The health authority has not released any information about infected health care workers. 

Sources told The Lund Report that OHSU started testing employees a few weeks ago after the first patient in the hospital tested positive for COVID-19. OHSU said in an internal note that it had treated 18 patients with COVID-19. Among those, 15 were tested at OHSU and the rest were patients who were transferred to OHSU Hospital for a higher level of care. The university said among 10 patients who were admitted, including through the emergency department, three were discharged, three died and six are still hospitalized.

Statewide, a total of 414 people in Oregon have been infected, 102 have been admitted to a hospital and 91 needed a ventilator as of Friday. A total of 12 have died as of Friday. 

The state has yet to see an expected surge and still has plenty of hospital beds. But hospitals are running out of personal protective equipment. At OHSU, managers have told staff that the hospital system has an “adequate” supply of PPE though high-protection face shields with respirators -- powered air-purifying respirators -- are running low.

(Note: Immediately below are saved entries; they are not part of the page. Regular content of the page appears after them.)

PR #475, opened 2023-01-03
feat(ckb-indexer): multiple collector query options

### LINKED ISSUE #470: Collecting cells from more than one script

The programming model of CKB is UTxO, for UTxO wallets, they often derive many keys, which often correspond to different lock scripts, that is, the wallets often need to collect cells with more than one lock. But the current `CellCollector` only supports a single script filter, if lumos support for multiple scripts, it will be convenient for collecting cells with multiple locks

Maybe we can enhance the `CellCollector` to archive this

```ts
const collector = new CellCollector(rpc, [
  { lock: lock1, ... },
  { lock: lock2, ... },
  { lock: lockn, ... },
])

for await (const cell of collector.collect()) {
  ...
}
```

simply says, we can enhance the CellCollector's constructor second param, change it to `CKBIndexerQueryOptions | CKBIndexerQueryOptions[]` https://github.com/ckb-js/lumos/blob/437b641279317a70abc5dd4d0f4790455c13aa61/packages/ckb-indexer/src/collector.ts#L25-L30

IronLu233:
# Description
let class `CKBIndexer` support mutiple queries. With one time invoke `collector.collect()`, all of cells fit the queries will be returned. and they are not duplicate.
```ts
const collector = new CellCollector(rpc, [
  { lock: lock1, ... },
  { lock: lock2, ... },
  { lock: lockn, ... },
])

for await (const cell of collector.collect()) {
  ...
}
```

Resolve #470 

## Type of change

- [ ] Example
- [ ] Other

# How Has This Been Tested?

- [x] Should this feature has no breaking change, all previous unit test and E2E test should pass.
- [x] Add a new unit test for this features. 

# Checklist:

- [x] My code follows the style guidelines of this project
- [x] I have commented my code, particularly in hard-to-understand areas
- [x] I have made corresponding changes to the documentation
- [x] My changes generate no new warnings
- [x] I have added tests that prove my fix is effective or that my feature works
- [x] New and existing unit tests pass locally with my changes
- [x] Any dependent changes have been merged and published in downstream modules -->

### DIFF
--- a/packages/ckb-indexer/src/collector.ts
+++ b/packages/ckb-indexer/src/collector.ts
@@ -29,8 +29,6 @@ export class CKBCellCollector implements BaseCellCollector {
     queries: CKBIndexerQueryOptions | CKBIndexerQueryOptions[],
     public otherQueryOptions?: OtherQueryOptions
   ) {
-    this.queries = Array.isArray(queries) ? queries : [queries];
-
     const defaultQuery: CKBIndexerQueryOptions = {
       lock: undefined,
       type: undefined,
@@ -44,7 +42,9 @@ export class CKBCellCollector implements BaseCellCollector {
       outputCapacityRange: undefined,
       bufferSize: undefined,
     };
-    this.queries = { ...defaultQuery, ...this.queries };
+    this.queries = (Array.isArray(queries) ? queries : [queries]).map(
+      (query) => ({ ...defaultQuery, ...query })
+    );
     this.validateQueryOption(this.queries);
     this.convertQueryOptionToSearchKey();
   }
@@ -211,24 +211,37 @@ export class CKBCellCollector implements BaseCellCollector {
   }
 
   async count(): Promise<number> {
-    let lastCursor: undefined | string = undefined;
-    const getCellWithCursor = async (
-      query: CKBIndexerQueryOptions
-    ): Promise<Cell[]> => {
-      const result: GetCellsResults = await this.getLiveCell(query, lastCursor);
-      lastCursor = result.lastCursor;
-      return result.objects;
-    };
     let counter = 0;
+    const visitedCell = new Set<string>();
 
-    for (const queryIndex of this.queries.keys()) {
-      const query = this.queries[queryIndex];
+    for (const query of this.queries) {
+      let lastCursor: undefined | string = undefined;
+      const getCellWithCursor = async (
+        query: CKBIndexerQueryOptions
+      ): Promise<Cell[]> => {
+        const result: GetCellsResults = await this.getLiveCell(
+          query,
+          lastCursor
+        );
+        lastCursor = result.lastCursor;
+        return result.objects;
+      };
+
       let cells: Cell[] = await getCellWithCursor(query);
       let buffer: Promise<Cell[]> = getCellWithCursor(query);
       let index = 0;
       let skippedCount = 0;
       while (true) {
-        if (!this.shouldSkipped(cells[index], query, skippedCount)) {
+        const cell = cells[index];
+        const key = `${cell.outPoint?.txHash}-${cell.outPoint?.index}`;
+        if (visitedCell.has(key)) {
+          index++;
+          continue;
+        } else {
+          visitedCell.add(key);
+        }
+
+        if (!this.shouldSkipped(cell, query, skippedCount)) {
           counter += 1;
         } else {
           skippedCount++;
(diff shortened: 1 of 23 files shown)


packages/ckb-indexer/src/collector.ts
```diff
@@ -41,197 +42,181 @@ export class CKBCellCollector implements BaseCellCollector {
...
     this.validateQueryOption(this.queries);
     this.convertQueryOptionToSearchKey();
   }
 
-  public validateQueryOption(queries: CKBIndexerQueryOptions): void {
-    if (!queries.lock && (!queries.type || queries.type === "empty")) {
-      throw new Error("Either lock or type script must be provided!");
-    }
+  public validateQueryOption(queries: CKBIndexerQueryOptions[]): void {
+    queries.forEach((query) => {
```
homura: Maybe we don't need to modify this method

```js
this.queries.forEach(this.validateQueryOption.bind(this))
```

this will make the nesting depth less and make the code look cleaner

homura:
@IronLu233 can you please add some unit test for this PR to improve the coverage

packages/ckb-indexer/tests/cell_collector.unit.test.ts
```diff
@@ -83,9 +85,31 @@ test("convertParams# should match scriptLenRange if type is 'empty' and scriptLe
...
+      scriptLenRange: ["0x0", "0xff"],
+      type: "empty",
+      order: "asc",
+    },
+  ]);
+
+  t.deepEqual(
+    cellCollector.queries.flatMap((query) => query.scriptLenRange),
+    ["0x0", "0x1", "0x0", "0xff"]
+  );
```
homura: maybe it is a meaningless case when it is flatted

```ts
t.deepEqual(
  collector.queries.map(query => query.scriptLenRange),
  [['0x0', '0x1'], ['0x0', '0xff']]
)
```

packages/ckb-indexer/tests/cell_collector.unit.test.ts
```diff
@@ -208,3 +232,133 @@ test("validateQueryOption#validate scriptLenRange", (t) => {
...
+    "throw error if lock and query both not provided in queryOption[1]"
+  );
+
+  t.throws(
+    () => {
+      new CellCollector(indexer, [{ lock: lockScript }, { type: "empty" }]);
+    },
+    undefined,
+    "throw error if lock is not provided and type is empty in queryOption[1]"
+  );
```
homura, line 254: why `{ type: "empty" }` will be throw here?

packages/ckb-indexer/tests/collector.e2e.test.ts
```diff
@@ -32,6 +33,34 @@ test("get count correct", async (t) => {
...
+    { lock: type },
+    {
+      lock: {
+        ...type,
+        args: "0x7ae354c3586ea3e7da6f30af80046fbe0cdce2fd",
+      },
+    },
+  ]);
+  const count = await cellCollector.count();
+  t.is(count, 2);
```
homura, line 53:
```ts
const collected: Cell[] = []
for await (let cell of cellCollector.collect()) {
  collected.push(cell)
}

t.is(collected[0].lock.args, '0xa178db16d8228db82911fdb536df1916e761e205')
t.is(collected[1].lock.args, '0x7ae354c3586ea3e7da6f30af80046fbe0cdce2fd')
```

this is a less strict e2e case, the count of cells is 2 is possible that the same lock

IronLu233: I think there are two other case for your concern.

https://github.com/ckb-js/lumos/pull/475/files#diff-61ebc5734333dcf70b862d371fe1b5f2ae917c40c1162d80a2706e9ca1fd017dR121

and

https://github.com/ckb-js/lumos/pull/475/files#diff-61ebc5734333dcf70b862d371fe1b5f2ae917c40c1162d80a2706e9ca1fd017dR96

Here, in this case I just test the count method, not the collect method. although the `count` method rely on `collect`.

packages/ckb-indexer/tests/cell_collector.unit.test.ts
IronLu233: https://github.com/ckb-js/lumos/pull/475/files#diff-f9c531afc5c4264761e548055e5ab3b3b6b33ce8754fdac1fdb196c2e7212155R129

But it is copied from here. I just reuse previous code.

homura: the diff link seems broken, can you give a permalink?

IronLu233: https://github.com/IronLu233/lumos/blob/c49e0bc3b191cc4aeb53487581eee7df2f646f18/packages/ckb-indexer/tests/cell_collector.unit.test.ts#L127

homura: perhaps the user story that can only be explained as "collect lock only cells" does not make sense

homura (approved):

“We are asking you to reuse PAPR face shields, when possible, until they break down,” a note said. 

On Friday, Dr. Renee Edwards, vice president and chief medical officer at OHSU, said the hospital system is doing everything it can to secure more supplies and preserve the personal protective equipment it has.

“We’re hitting the PPE supply and usage from every angle,” Edwards said.

Many staff are worried about reusing supplies, however. One employee who requested anonymity said that the way OHSU is preserving PPE could put lives at risk.